A ROSA - Narcisa Amália
Que ímpia mão te ceifou no ardor da sesta
Rosa d'amor, rosa purpurea e bela?
Almeida Garrett
Um dia em que perdida nas trevas da existência
Sem risos festivais, sem crenças de futuro,
Tentava do passado entrar no templo escuro,
Fitando a torva aurora de minha adolescência.
Volvi meu passo incerto à solidão do campo.
Lá onde não penetra o estrepitar do mundo:
Lá onde doura a luz o báratro profundo,
E a pálida lanterna acende o pirilampo.
E vi airosa erguer-se, por sobre a mole alfombra.
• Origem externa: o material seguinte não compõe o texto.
Issue #11895, opened 2021-10-27
PartnerLocation dropdown not taking full width


siemiatj:
### Is this a bug or feature request?

Bug

PR #11976, opened 2021-11-12
Use whole width of the lookup field

siemiatj:
Related to #11895 
Screenshot 2021-11-12 at 11 55 03


teosarca:
@siemiatj  how the dropdown for BPartner and Contact looks too? If that's OK then IMHO it's OK.
Are other dropdowns affected?

siemiatj:
Yup, all look good

Screenshot 2021-11-15 at 10 33 56
Screenshot 2021-11-15 at 10 33 35

PR #11987, opened 2021-11-15
Address regressions around "Put InvoiceVoidAndRecreateWorkpackageProcessor into working oder"

av-ps:


backend/de.metas.business/src/main/java/de/metas/allocation/api/impl/AllocationBL.java
```diff
@@ -58,6 +58,13 @@ public I_C_AllocationHdr autoAllocateAvailablePayments(final I_C_Invoice invoice
 			return null;
 		}
 
+		//dev-note: don't allocate payments to reversal documents
```
cp-ps, line 61: @metas-ts note: with this change we made partial payments work so we didn't skip the partial invoices anymore, if you think we should actually keep skipping them let me know and I'll quickly add that

metas-ts (approved):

De uma roseira agreste a mais brilhante filha!
De púrpura e perfumes - a ignota maravilhal!
Sentindo-se formosa, fugia à meiga sombra!
Ai, louca! Procurando o sol que abrasa tudo
Gazil se desatava à beira do caminho;
E o sol, ébrio de amor, no férvido carinho
Crestava-lhe o matiz do colo de veludo!
A flor dizia exausta à viração perdida:
"Ah! minha doce amiga abranda o ardor do raio
Não vês? Jovem e bela eu sinto que desmaio
E em breve rolarei no solo já sem vida!
"Ao casto peito uni a abelha em mil delírios
Sedenta de esplendor, vaidosa de meu brilho;
E agora embalde invejo o viço do junquilho,
E agora embalde imploro a candidez dos lírios
"Só me resta morrer! Ditosa a borboleta
Que agita as áureas asas e paira sobre a fonte;
Na onda perfumosa embebe a linda fronte
E goza almo frescor na balsa predileta!"
E a viração passou. E a flor abandonada
Ao sol tentou velar a face amortecida;
Mas do cálix gentil a pétala ressequida
Sobre a espiral de olores rolou no pó da estrada!
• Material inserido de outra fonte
PR #25636, opened 2026-08-27
Delivery Planning — aggregate several delivery plannings in one delivery instruction

mrie04:
### Status

Implementation is complete through phase F.

| Phase | Scope | State |
|---|---|---|
| A | allocation table + indexes + generated models, the three-valued direction, the direction column on the instruction | **done** |
| B | `DeliveryPlanningList`, allocation CRUD, `Combine` / `Add to` / `Remove from`, `IsComplete` on `Generate`, the `IsB2B` retirement, the allocation backfill, dropping `M_ShipperTransportation.M_Delivery_Planning_ID` | **done** |
| C | lifecycle cascade, closed-planning guards, close/reopen interceptor, `IsSOTrx` retirement, doc-type value rules, deactivate-instead-of-delete on remove/move | **done** |
| D | the instruction owns the dates, `M_ShippingPackage.C_Order_ID` + null-guard, movement generation multi-select | **done** |
| E | report functions + JRXML, filterability + virtual columns, conditional read-only dates, the instruction window's two-tab shape | **done** |
| F | cucumber scenarios G1–G9 | **done** — 34 scenarios across 9 feature files: combine, add-to/move/remove, draft default, lifecycle cascade, closed-planning guards, the instruction's ownership of its plannings' dates (`deliveryInstructionDates.feature`), the consignment/history view invariants, and the aggregation-key lockstep against the AD |

**Resolved during review**: the complete / re-activate cascade mirrored the *pre-transition*
`DocStatus` onto its allocations, because `MMShipperTransportation` fires the `AFTER_COMPLETE` /
`AFTER_REACTIVATE` hook **before** `DocumentEngine` stamps the new status. The existing unit tests
passed only because they set that state themselves first — a fabricated precondition the real flow
never reaches. An allocation isn't a document, so it should never have carried a
`DocStatus`/`Processed` mirror at all. Fixed by removing the mirror entirely (columns, writers, the
complete/re-activate cascade) rather than by fixing the timing.

### Deleting is not an operation this feature offers

A delivery instruction is **cancelled or closed, never deleted** - the acceptance criteria know only
close, remove, void and cancel. Because allocations are retired (`IsActive='N'`) rather than deleted, a
retired row outlives the instruction that once carried it, and an earlier iteration reached for
`ON DELETE CASCADE` on the allocation's three foreign keys so those leftovers would stop blocking a
parent delete.

That was the wrong instrument. A cascade sees one undifferentiated set of child rows, so it erases a
**live** booking exactly as readily as retired history - silently, and with nowhere to put a check.
Deleting the parent is the moment where the live-vs-retired distinction matters most and the one place
the database cannot make it. The FKs are therefore back to plain `NO ACTION`, and the distinction is
made in application code:

- `interceptor/M_ShippingPackage` refuses the delete while **any** allocation points at the package,
  naming the instruction to cancel instead. Guarding the package also guards the instruction, because
  `PO.delete0()` runs `beforeDelete()` before it fires `TYPE_BEFORE_DELETE` and
  `MMShipperTransportation.beforeDelete()` force-deletes all of its package lines - so a separate guard
  on the instruction would be unreachable code.
- `interceptor/M_Delivery_Planning` refuses while any allocation is live, then removes the remaining
  retired rows itself. This is the one leg where a delete is legitimate: deleting a shipment or receipt
  schedule cascades into its plannings.

The guard is scoped by construction rather than by a filter - only delivery planning creates
allocations, so the transport-order and handling-units packages that share `M_ShippingPackage` never
match it and stay exactly as deletable as before.

Replaces the 1:1 link `M_ShipperTransportation.M_Delivery_Planning_ID` with an allocation row,
`M_Delivery_Planning_Alloc`, so one delivery instruction can carry several delivery plannings.
Modelled on `M_InOutLine_To_C_Customs_Invoice_Line` / `M_ReceiptSchedule_Alloc`: it holds the
planning, the instruction and the planning's shipping package, and nothing else. It carries no
`DocStatus`/`Processed` of its own — an allocation is not a document. Void, remove and move all
**deactivate** it (`IsActive='N'`); only deleting the planning itself deletes allocations. That is
what gives the history tab below something to show. It holds **no quantity** — a planning is one load, so
the link splits nothing.

### New AD_Table — how `M_Delivery_Planning_Alloc` is reachable (REVIEW.md § "New AD_Table")

`M_Delivery_Planning_Alloc` ships **without a window of its own**, deliberately: it is a link table,
never edited directly. It is reachable in two places, both read-only:

- **A history tab on the Delivery Instructions window (541657)** — `AD_Tab 549416`, over a view of
  **inactive** allocation rows, i.e. the plannings that were on this instruction and have since been
  re-booked away. Sorted newest-removed first. Before this, a retired allocation appeared in no UI
  surface at all: both shipped views join `IsActive='Y'`.
- **Related Documents** — `AD_RelationType 540505` surfaces the instruction's **currently allocated**
  plannings, mirroring the existing `C_Order_PO ↔ M_ShipperTransportation` relation pair.

The instruction window is therefore back to its pre-branch two-tab shape: lines plus history.
`AD_Tab 546754` is **parked** — still attached to `AD_Window 541657` at `SeqNo 30` (`ad_tab.ad_window_id`
is `NOT NULL`, so a tab cannot be detached), but set `IsActive='N'`, which is the park mechanism — reserved
for the multi-leg / N:N display it was reactivated in anticipation of.

### Carve-outs that ride along

Four, because the feature is wrong without them:
- the three-valued direction replacing `IsB2B` + `IsSOTrx`;
- `M_ShippingPackage.C_Order_ID` so the bill-of-lading date chain works, plus the null-guard;
- the closed-planning guards across all delivery-planning processes;
- the printed instruction rework + German translations.

### Explicitly deferred (not in this PR)

Consolidating a dropship's two plannings into one instruction. The three-valued direction (incl.
`Dropship`) ships; the consolidation does not. The sales-side planning keeps being created and the
paired shipment still generates with the receipt, exactly as before.

### Cross-repo impact — checked, none found

Two shared report functions in `de_metas_endcustomer_fresh_reports` changed shape:
`docs_deliveryinstructions_description` lost `orderno` / `referenceno` from its `RETURNS TABLE`, and
`docs_deliveryinstructions_productdetails` went from `(numeric)` to `(numeric, character varying)` and
gained those two columns. The in-repo JRXMLs were updated in lockstep. Because a customer repository
carrying its own copy of either JRXML would break on every delivery-instruction PDF, the whole
organisation was scanned rather than assumed:

- **43** repositories carry a `src/main/jasperreports/de/metas/docs` override tree; **none** contains a
  `deliveryinstructions` subdirectory.
- Code search for either function name returns hits only in this repository.

Limitation worth stating: the scan reads each repository's default branch, so an override living only
on a non-default branch would not have been seen.

### Report SQL — reconciliation (REVIEW.md § Reporting SQL)

`docs_deliveryinstructions_productdetails` now aggregates across the N plannings of one instruction
(`SUM(dp.plannedloadedquantity)`, `SUM(dp.qtyordered)`, grouped by product **and UOM**). Row
multiplication is impossible by construction: `M_Delivery_Planning_Alloc_Planning_UQ` is unique on
`M_Delivery_Planning_ID WHERE IsActive='Y'`, so a planning contributes to at most one active
allocation and each planning is summed once.

The UOM is part of the grouping deliberately. Grouping by product alone summed across different units
— proven on live data, where 4 Ea and 6 kg of one product printed as a single row reading qty 10
labelled "Ea". Differing units now print as separate lines rather than being silently added.

### Verification

- Every migration applied and verified by query against a local stack carrying the full migration chain.
- 194 unit tests in `de.metas.deliveryplanning.base`, up from 3 at branch point.
- The conditional read-only dates were verified on a **running instance**, not from metadata: the same
  planning reads read-only while an allocation is active, editable once it is deactivated, and
  read-only again once restored.
- The history tab was verified on a running instance: the instruction window serves exactly two child
  tabs, and the tab returns only inactive allocations, newest-removed first.
- `DateRemoved` is stamped once at deactivation and proven immune to later unrelated writes on the
  same row.
- **Cucumber coverage is complete for this iteration.** 34 scenarios across nine feature files —
  aggregation (combine, add-to, move, remove, draft-by-default), the delivery-instruction lifecycle
  cascade, and the closed-planning guards. Each was mutation-proven: its subject broken to show the
  scenario fails, then restored and re-run green.
- **Two closed-planning guards cannot be covered by cucumber and are manual instead** — receipt and
  shipment generation, whose guards live in a module that is not on the cucumber classpath. They are
  unit-covered at their own layer, and the end-to-end claim is evidenced by manual verification.
  (An earlier revision of this description said *three* guards and cited a classpath check. That was
  wrong: the shortage-overage guard sits in a module cucumber does reach, so it is coverable and a
  scenario is owed. Corrected rather than left standing.)
- Phase F is complete: dates, direction/dropship and the consignment/history view invariants all
  landed, and the existing delivery-planning features were kept passing throughout.
- Five checks are manual UAT rather than automated (the frontend suite is parked): allocated-planning
  dates read-only, the AddTo picker's contents, the grid filters and their defaults, the German
  printed instruction, and process visibility per document type.


backend/de.metas.adempiere.adempiere/migration/src/main/sql/postgresql/system/10-de.metas.adempiere/5820480_sys_M_Delivery_Planning_Type_direction_caption.sql
```diff
@@ -0,0 +1,67 @@
...
+--   AD_MigrationScript 5820480 (this file). No new AD row is created, so no other ID is needed:
+--   AD_Element 540579 and AD_Field 708076 both already exist, and the AD_Element_Link row is
+--   (re)created by AD_Element_Link_Create_Missing_Field, which allocates its own id.
+
+-- ============================================================================
+-- AD_Window 541632 / AD_Tab 546674 "Lieferplanung" - AD_Field 708076
+-- ============================================================================
+-- Column: M_Delivery_Planning.M_Delivery_Planning_Type
+UPDATE AD_Field SET AD_Name_ID=540579, Description=NULL, Help=NULL, Name='Richtung',Updated=TO_TIMESTAMP('2026-08-27 01:00:00','YYYY-MM-DD HH24:MI:SS'),UpdatedBy=100 WHERE AD_Field_ID=708076
+;
```
mrie04: why ad_name_id here? I don't see a reason to not name it the same in all 3 windows. looks like we don't need this script

backend/de.metas.adempiere.adempiere/migration/src/main/sql/postgresql/system/10-de.metas.adempiere/5821150_sys_M_Delivery_Planning_Filterability_And_Addresses.sql
```diff
@@ -0,0 +1,300 @@
...
+WHERE l.IsActive='Y' AND (l.IsSystemLanguage='Y' OR l.IsBaseLanguage='Y') AND t.AD_Element_ID=585385
+  AND NOT EXISTS (SELECT 1 FROM AD_Element_Trl tt WHERE tt.AD_Language=l.AD_Language AND tt.AD_Element_ID=t.AD_Element_ID)
+;
+
+UPDATE AD_Element_Trl SET Name='Loading Address', PrintName='Loading Address', Description='The address where goods are loaded for this delivery planning.', Help='The address where goods are loaded for this delivery planning.', IsTranslated='Y', Updated=TO_TIMESTAMP('2026-08-28 09:00:11','YYYY-MM-DD HH24:MI:SS'), UpdatedBy=100 WHERE AD_Element_ID=585385 AND AD_Language='en_US'
+;
+/* DDL */ select update_TRL_Tables_On_AD_Element_TRL_Update(585385,'en_US')
+;
+
+UPDATE AD_Element_Trl SET IsTranslated='N', Updated=TO_TIMESTAMP('2026-08-28 09:00:12','YYYY-MM-DD HH24:MI:SS'), UpdatedBy=100 WHERE AD_Element_ID=585385 AND AD_Language='de_DE'
```
mrie04: why transladed is set to N instead of translationg?

backend/de.metas.business/src/main/java/de/metas/handlingunits/impl/CreateShipperTransportationRequest.java
```diff
@@ -61,5 +60,14 @@ public class CreateShipperTransportationRequest
 	 */
 	boolean assignAnonymouslyPickedHUs;
 
-	SOTrx isSOTrx;
```
mrie04, line 64: why this is still here instead of transportationDirection

backend/de.metas.business/src/main/java/de/metas/handlingunits/impl/ShipperTransportationQuery.java
```diff
@@ -52,6 +52,13 @@ public class ShipperTransportationQuery
 	@NonNull @Singular Collection<OrderLineId> orderLineIds;
 	@Nullable Boolean processed;
 
+	/**
+	 * One of {@code X_M_ShipperTransportation.TRANSPORTDIRECTION_*}. Unset matches any direction -
+	 * a transport order's direction (Incoming/Outgoing/Dropship) is not implied by any of this query's
+	 * other fields, so a caller that cares which direction it matches must say so explicitly.
+	 */
+	@Nullable String transportDirection;
```
mrie04: why string and not REfListAwareEnum

backend/de.metas.deliveryplanning.base/src/main/java/de/metas/deliveryplanning/DeliveryPlanningService.java
```diff
@@ -519,13 +925,743 @@ public void generateDeliveryInstructions(final IQueryFilter<I_M_Delivery_Plannin
...
+	public void addTo(
+			@NonNull final IQueryFilter<I_M_Delivery_Planning> selectedDeliveryPlanningsFilter,
+			@NonNull final ShipperTransportationId targetDeliveryInstructionId)
+	{
+		final DeliveryPlanningList selectedDeliveryPlannings = getBySelection(selectedDeliveryPlanningsFilter);
+		if (selectedDeliveryPlannings.isEmpty())
+		{
+			// an invariant, not a user-facing rejection: the process's precondition already refuses an empty
+			// selection, and every rejection a planner can actually provoke is a translated message
+			throw new AdempiereException("No delivery planning selected");
```
mrie04: Why not Check.assumeNotEmpty

backend/de.metas.deliveryplanning.base/src/main/java/de/metas/deliveryplanning/DeliveryPlanningService.java
```diff
@@ -519,13 +925,743 @@ public void generateDeliveryInstructions(final IQueryFilter<I_M_Delivery_Plannin
...
+		final ImmutableList<DeliveryPlanningId> deliveryPlanningIds = selectedDeliveryPlannings.stream()
+				.filter(deliveryPlanning -> !targetDeliveryInstructionId.equals(deliveryPlanning.getDeliveryInstructionId()))
+				.map(DeliveryPlanning::getId)
+				.collect(ImmutableList.toImmutableList());
+		if (deliveryPlanningIds.isEmpty())
+		{
+			return;
 		}
+
+		trxManager.runInThreadInheritedTrx(() -> {
```
mrie04: why trxManager is needed? This kind should normally only be needed, if called from outOfTrx

backend/de.metas.adempiere.adempiere/migration/src/main/sql/postgresql/system/10-de.metas.adempiere/5820480_sys_M_Delivery_Planning_Type_direction_caption.sql
mrie04: **Resolution (dev):** Agreed, and investigating removal. `AD_Column 585005` and `593410` both point at `AD_Element 585383`, which already carries the "Richtung"/"Direction" caption — and `5820620:33` later NULLs `AD_Name_ID` on fields 783020/783021 for exactly that reason. So this per-field override is both redundant and inconsistent with its own siblings on this branch. A fix round is verifying that the caption is identical across all three windows with the override removed, and deleting the script if so. If any part turns out to still be needed I will say precisely which and why rather than keeping it silently.

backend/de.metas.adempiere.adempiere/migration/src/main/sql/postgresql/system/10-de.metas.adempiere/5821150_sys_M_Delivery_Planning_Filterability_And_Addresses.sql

Assim da juventude se rasga o flóreo véu
E do talento a estátua no pedestal vacila;
Assim da mente esvai-se a ideia que cintila
E apenas resta ao crente - extremo asilo - o céu!
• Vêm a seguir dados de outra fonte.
PR #25643, opened 2026-08-27
Shipment-schedule priority derived from the shipper, behind a sysconfig

adi-stefan:
A shipment schedule can take its priority from its shipper instead of from its sales order, behind a system configuration that is **off by default**.

## Why

Picking work is ordered by the shipment schedule's priority. Where the carrier determines urgency — a same-day courier versus a standard parcel service — the sales order's own priority is the wrong source. This makes the shipper the source when switched on, and changes nothing when it is not.

## What changes

- **`M_Shipper.PriorityRule`** — a new optional field on the Lieferweg window (`AD_Window` 142, tab 185), reusing the shared priority element 522 and its value list (`AD_Reference` 17 / value 154: Dringend, Hoch, Mittel, Niedrig, Unwichtig). It may be left empty, and empty stays distinct from `5 Mittel` — hence nullable with no default, unlike `C_Order.PriorityRule` and `M_InOut.PriorityRule`, which are mandatory with default `5`.
- **`M_ShipmentSchedule_PriorityRuleFromShipper`** — the switch. `ConfigurationLevel = 'O'`, default `N`, so every existing installation behaves exactly as before.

[ n. amália - nebulosas, 1872 ]
notas_
ímpia - não respeita o sagrado
estrepitar - fazer barulho; vibrar com estrondo
alfombra - extensão de relva
gazil - elegante; de cores vivas
crestava - queimava; tostava
viço - força, vigor
ébrio - que é tomado de sentimento intenso; bêbado
ditosa - de boa sorte; bom destino
báratro - local com grande profundidade
junquilho - planta aromática
embalde - em vão; inutilmente
olor - cheiro; odor
almo - bom; venerável
. . . . . . . . . .
o eu lírico está melancólico. procurou no tempo da juventude alguma comepensação a esta tristeza do momento. mas encontrou a flor morrendo. esta flor que morre é a representação da transitoriedade da juventude. apesar do viço, da beleza, ela acabará logo.